Dani López

Personal information
- Full name: Daniel López Menéndez
- Date of birth: 7 October 1983 (age 42)
- Place of birth: Oviedo, Spain
- Height: 1.72 m (5 ft 8 in)
- Position: Left-back

Youth career
- 1994–2001: Oviedo

Senior career*
- Years: Team / Apps / (Gls)
- 2001–2003: Oviedo B / 55 / (7)
- 2003–2004: Avilés / 19 / (0)
- 2004–2005: Oviedo ACF / 29 / (5)
- 2005–2006: Marino / 37 / (0)
- 2006–2008: Salamanca / 72 / (0)
- 2008–2010: Las Palmas / 56 / (0)
- 2010–2011: Numancia / 22 / (0)
- 2011–2012: Alavés / 24 / (1)
- 2012–2013: Iraklis / 38 / (0)
- 2013–2015: Avilés / 76 / (3)
- 2015–2016: Marino / 29 / (6)
- 2016–2019: Langreo / 61 / (4)
- Total:  / 518 / (26)

= Dani López (footballer, born 1983) =

Spanish footballer

Daniel 'Dani' López Menéndez (born 7 October 1983) is a Spanish former footballer who played as a left-back, currently sporting director of Langreo.

==Playing career==
Born in Oviedo, Asturias, López appeared in 150 Segunda División matches over five seasons. He represented in the competition Salamanca (two years), Las Palmas (two) and Numancia.
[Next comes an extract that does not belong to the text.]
PR #3542, opened 2025-02-22
Add SplitArtifacts=metainfo

bluca:
GNOME Software parses .metainfo.xml files to provide nice metadata for artifacts it downloads/updates. Follow the spec and add parameter for it, filling the content from os-release.

https://www.freedesktop.org/software/appstream/docs/sect-Metadata-OS.html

López retired in 2019 at the age of 35 after spending the later part of his career in the lower leagues and in his native region. He also played one year in the Greek Football League with Iraklis.

==Post-retirement==
After retiring, López became his last club Langreo's director of football.

==Personal life==
López's older brother, José Alberto, was involved in the sport as a manager, and spent most of his career with Sporting de Gijón.